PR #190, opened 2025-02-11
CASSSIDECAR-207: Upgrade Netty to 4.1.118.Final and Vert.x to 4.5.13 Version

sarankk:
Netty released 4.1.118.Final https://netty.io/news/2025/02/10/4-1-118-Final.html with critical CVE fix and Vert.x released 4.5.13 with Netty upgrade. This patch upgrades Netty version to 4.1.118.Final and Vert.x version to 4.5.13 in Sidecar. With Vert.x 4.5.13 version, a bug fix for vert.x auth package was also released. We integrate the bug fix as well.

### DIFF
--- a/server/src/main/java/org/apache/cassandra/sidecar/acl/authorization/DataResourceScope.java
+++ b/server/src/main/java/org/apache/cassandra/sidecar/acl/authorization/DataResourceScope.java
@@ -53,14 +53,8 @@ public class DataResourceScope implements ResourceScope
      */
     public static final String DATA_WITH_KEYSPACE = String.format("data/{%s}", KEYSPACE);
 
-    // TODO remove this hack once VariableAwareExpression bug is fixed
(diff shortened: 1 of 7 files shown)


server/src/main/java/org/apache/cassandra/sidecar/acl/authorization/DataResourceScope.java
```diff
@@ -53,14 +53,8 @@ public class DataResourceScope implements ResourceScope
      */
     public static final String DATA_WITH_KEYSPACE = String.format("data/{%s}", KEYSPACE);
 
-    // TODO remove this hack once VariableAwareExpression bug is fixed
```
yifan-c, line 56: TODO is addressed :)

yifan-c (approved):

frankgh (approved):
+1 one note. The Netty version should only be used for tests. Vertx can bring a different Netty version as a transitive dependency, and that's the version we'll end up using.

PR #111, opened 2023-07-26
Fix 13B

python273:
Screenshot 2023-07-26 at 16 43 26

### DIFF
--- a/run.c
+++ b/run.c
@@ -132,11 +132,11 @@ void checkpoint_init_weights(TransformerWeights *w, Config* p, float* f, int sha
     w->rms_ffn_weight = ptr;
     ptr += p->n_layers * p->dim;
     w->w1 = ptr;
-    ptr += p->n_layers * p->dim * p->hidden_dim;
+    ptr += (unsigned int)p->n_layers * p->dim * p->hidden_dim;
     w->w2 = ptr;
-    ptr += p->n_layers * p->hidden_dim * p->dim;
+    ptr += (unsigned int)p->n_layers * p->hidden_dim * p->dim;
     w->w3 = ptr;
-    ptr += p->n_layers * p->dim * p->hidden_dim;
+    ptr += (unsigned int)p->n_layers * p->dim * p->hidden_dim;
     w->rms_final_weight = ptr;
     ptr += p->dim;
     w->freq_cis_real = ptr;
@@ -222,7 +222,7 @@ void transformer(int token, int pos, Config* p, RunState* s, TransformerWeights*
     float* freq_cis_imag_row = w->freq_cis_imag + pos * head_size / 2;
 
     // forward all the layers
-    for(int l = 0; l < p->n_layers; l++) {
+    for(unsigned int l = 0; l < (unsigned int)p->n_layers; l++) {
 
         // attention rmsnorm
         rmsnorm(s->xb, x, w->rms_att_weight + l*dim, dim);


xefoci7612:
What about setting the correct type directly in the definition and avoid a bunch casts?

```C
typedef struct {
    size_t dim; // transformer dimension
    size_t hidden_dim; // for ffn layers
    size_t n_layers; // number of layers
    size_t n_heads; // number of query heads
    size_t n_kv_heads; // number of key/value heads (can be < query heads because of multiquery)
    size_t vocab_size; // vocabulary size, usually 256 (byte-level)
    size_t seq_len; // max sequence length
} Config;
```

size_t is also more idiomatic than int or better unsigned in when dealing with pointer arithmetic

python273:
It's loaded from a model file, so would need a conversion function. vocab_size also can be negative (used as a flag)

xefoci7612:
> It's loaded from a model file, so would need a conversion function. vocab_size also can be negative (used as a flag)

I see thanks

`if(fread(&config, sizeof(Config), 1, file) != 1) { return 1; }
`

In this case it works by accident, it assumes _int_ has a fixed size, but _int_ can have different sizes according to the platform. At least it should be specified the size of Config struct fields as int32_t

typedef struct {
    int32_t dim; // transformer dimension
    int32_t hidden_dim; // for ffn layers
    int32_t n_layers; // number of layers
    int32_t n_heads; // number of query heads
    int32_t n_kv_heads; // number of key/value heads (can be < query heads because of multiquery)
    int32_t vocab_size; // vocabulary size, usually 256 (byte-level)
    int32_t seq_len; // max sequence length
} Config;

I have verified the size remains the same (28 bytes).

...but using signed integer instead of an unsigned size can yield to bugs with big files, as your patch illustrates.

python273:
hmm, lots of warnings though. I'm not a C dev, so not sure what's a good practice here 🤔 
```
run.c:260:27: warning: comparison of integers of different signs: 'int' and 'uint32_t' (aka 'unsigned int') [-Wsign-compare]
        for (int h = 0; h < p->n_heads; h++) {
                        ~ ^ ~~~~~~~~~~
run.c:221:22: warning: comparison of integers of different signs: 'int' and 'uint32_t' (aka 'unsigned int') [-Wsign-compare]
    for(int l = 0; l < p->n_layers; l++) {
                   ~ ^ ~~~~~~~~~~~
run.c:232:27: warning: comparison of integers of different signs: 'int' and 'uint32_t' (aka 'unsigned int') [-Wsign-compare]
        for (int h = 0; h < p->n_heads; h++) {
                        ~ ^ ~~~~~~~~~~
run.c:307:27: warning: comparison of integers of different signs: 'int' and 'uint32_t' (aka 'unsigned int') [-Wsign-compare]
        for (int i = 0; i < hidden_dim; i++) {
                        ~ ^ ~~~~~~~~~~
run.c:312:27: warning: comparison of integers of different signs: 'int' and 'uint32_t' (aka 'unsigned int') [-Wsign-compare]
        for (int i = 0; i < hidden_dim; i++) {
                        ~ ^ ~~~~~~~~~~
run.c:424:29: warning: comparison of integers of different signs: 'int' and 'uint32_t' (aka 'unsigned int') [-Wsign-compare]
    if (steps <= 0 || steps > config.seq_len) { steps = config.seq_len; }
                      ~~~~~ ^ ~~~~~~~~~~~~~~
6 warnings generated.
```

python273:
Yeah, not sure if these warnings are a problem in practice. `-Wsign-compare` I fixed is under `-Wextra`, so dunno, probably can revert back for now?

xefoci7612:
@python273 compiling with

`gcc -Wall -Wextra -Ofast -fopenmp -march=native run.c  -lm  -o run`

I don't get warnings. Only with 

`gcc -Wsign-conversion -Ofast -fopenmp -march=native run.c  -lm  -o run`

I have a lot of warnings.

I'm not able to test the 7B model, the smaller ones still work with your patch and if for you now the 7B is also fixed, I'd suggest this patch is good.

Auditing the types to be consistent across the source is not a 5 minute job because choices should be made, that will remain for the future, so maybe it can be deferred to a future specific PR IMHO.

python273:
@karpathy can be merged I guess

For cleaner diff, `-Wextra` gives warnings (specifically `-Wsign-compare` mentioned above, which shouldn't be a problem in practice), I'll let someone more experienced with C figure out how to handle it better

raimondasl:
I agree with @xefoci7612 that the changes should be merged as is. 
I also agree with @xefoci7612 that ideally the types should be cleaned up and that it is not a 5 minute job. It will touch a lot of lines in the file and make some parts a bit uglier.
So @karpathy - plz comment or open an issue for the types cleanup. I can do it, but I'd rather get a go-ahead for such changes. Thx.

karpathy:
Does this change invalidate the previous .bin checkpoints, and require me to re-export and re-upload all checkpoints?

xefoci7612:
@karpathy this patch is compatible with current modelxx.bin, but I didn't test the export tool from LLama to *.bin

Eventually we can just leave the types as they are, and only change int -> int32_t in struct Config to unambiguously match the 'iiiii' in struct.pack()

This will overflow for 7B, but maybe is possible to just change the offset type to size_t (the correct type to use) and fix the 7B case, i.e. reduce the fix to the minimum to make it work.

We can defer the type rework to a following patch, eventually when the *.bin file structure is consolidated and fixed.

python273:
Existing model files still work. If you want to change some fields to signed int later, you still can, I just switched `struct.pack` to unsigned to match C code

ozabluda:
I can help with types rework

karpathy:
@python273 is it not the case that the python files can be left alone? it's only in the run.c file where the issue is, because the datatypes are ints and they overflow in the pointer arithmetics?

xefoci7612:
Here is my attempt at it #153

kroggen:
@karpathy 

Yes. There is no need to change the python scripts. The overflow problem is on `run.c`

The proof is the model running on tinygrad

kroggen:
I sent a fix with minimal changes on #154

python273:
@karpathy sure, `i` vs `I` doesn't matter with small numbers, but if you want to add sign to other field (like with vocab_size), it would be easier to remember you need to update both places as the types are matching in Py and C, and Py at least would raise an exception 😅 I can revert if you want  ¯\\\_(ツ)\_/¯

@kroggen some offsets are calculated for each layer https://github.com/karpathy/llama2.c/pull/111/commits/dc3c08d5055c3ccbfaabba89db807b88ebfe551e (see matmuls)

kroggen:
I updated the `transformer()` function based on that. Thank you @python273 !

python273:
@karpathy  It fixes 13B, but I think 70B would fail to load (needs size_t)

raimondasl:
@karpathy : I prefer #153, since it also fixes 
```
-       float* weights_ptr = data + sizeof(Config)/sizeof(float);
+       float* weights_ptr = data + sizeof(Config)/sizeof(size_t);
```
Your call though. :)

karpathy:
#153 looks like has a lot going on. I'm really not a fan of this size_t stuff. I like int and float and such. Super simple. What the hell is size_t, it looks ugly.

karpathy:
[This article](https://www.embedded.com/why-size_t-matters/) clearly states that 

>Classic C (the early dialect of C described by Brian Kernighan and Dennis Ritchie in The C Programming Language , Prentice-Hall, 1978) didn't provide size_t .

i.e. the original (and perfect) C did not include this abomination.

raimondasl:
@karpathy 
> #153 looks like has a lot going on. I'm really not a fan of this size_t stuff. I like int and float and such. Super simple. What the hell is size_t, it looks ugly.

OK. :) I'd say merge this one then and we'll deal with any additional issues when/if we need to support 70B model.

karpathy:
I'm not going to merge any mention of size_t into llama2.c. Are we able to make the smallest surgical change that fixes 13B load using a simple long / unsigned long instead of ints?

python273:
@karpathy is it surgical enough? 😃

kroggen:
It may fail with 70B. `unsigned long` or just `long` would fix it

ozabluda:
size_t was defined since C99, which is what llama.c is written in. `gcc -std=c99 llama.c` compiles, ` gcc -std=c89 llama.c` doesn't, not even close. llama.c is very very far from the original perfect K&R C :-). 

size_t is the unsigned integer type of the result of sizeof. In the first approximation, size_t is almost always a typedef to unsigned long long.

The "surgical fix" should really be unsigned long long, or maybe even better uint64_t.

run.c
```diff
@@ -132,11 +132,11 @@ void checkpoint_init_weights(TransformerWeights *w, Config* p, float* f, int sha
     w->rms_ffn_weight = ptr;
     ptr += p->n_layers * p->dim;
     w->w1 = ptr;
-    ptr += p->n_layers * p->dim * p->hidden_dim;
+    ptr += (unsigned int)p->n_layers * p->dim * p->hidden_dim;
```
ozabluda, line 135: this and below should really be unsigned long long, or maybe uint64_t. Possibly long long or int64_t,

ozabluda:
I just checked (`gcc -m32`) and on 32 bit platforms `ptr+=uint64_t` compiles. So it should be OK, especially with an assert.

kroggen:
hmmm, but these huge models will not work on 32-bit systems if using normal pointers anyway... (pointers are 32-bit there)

------------------------

Please restate the records word for word. Go from the first line to the line with "ptr += p->n_layers * p->hidden_dim * p->dim;" and include both.

PR #190, opened 2025-02-11
CASSSIDECAR-207: Upgrade Netty to 4.1.118.Final and Vert.x to 4.5.13 Version

sarankk:
Netty released 4.1.118.Final https://netty.io/news/2025/02/10/4-1-118-Final.html with critical CVE fix and Vert.x released 4.5.13 with Netty upgrade. This patch upgrades Netty version to 4.1.118.Final and Vert.x version to 4.5.13 in Sidecar. With Vert.x 4.5.13 version, a bug fix for vert.x auth package was also released. We integrate the bug fix as well.

### DIFF
--- a/server/src/main/java/org/apache/cassandra/sidecar/acl/authorization/DataResourceScope.java
+++ b/server/src/main/java/org/apache/cassandra/sidecar/acl/authorization/DataResourceScope.java
@@ -53,14 +53,8 @@ public class DataResourceScope implements ResourceScope
      */
     public static final String DATA_WITH_KEYSPACE = String.format("data/{%s}", KEYSPACE);
 
-    // TODO remove this hack once VariableAwareExpression bug is fixed
(diff shortened: 1 of 7 files shown)


server/src/main/java/org/apache/cassandra/sidecar/acl/authorization/DataResourceScope.java
```diff
@@ -53,14 +53,8 @@ public class DataResourceScope implements ResourceScope
      */
     public static final String DATA_WITH_KEYSPACE = String.format("data/{%s}", KEYSPACE);
 
-    // TODO remove this hack once VariableAwareExpression bug is fixed
```
yifan-c, line 56: TODO is addressed :)

yifan-c (approved):

frankgh (approved):
+1 one note. The Netty version should only be used for tests. Vertx can bring a different Netty version as a transitive dependency, and that's the version we'll end up using.

PR #111, opened 2023-07-26
Fix 13B

python273:
Screenshot 2023-07-26 at 16 43 26

### DIFF
--- a/run.c
+++ b/run.c
@@ -132,11 +132,11 @@ void checkpoint_init_weights(TransformerWeights *w, Config* p, float* f, int sha
     w->rms_ffn_weight = ptr;
     ptr += p->n_layers * p->dim;
     w->w1 = ptr;
-    ptr += p->n_layers * p->dim * p->hidden_dim;
+    ptr += (unsigned int)p->n_layers * p->dim * p->hidden_dim;
     w->w2 = ptr;
-    ptr += p->n_layers * p->hidden_dim * p->dim;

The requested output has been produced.